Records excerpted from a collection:
Issue #6850, opened 2026-08-14
[Quattro] I'm having to enter my password twice on Quattro rc3 and rc4. Is it normal behavior?


neurorune:
### System details

i5-1335U, Iris Xe, Omarchy 4.0.0rc4-1, HP Pavilion Laptop 15-eg3xxx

# [Task details]
Each line of the data must be returned exactly.

# [Answer for the task]
Issue #6850, opened 2026-08-14
[Quattro] I'm having to enter my password twice on Quattro rc3 and rc4. Is it normal behavior?


neurorune:
### System details

i5-1335U, Iris Xe, Omarchy 4.0.0rc4-1, HP Pavilion Laptop 15-eg3xxx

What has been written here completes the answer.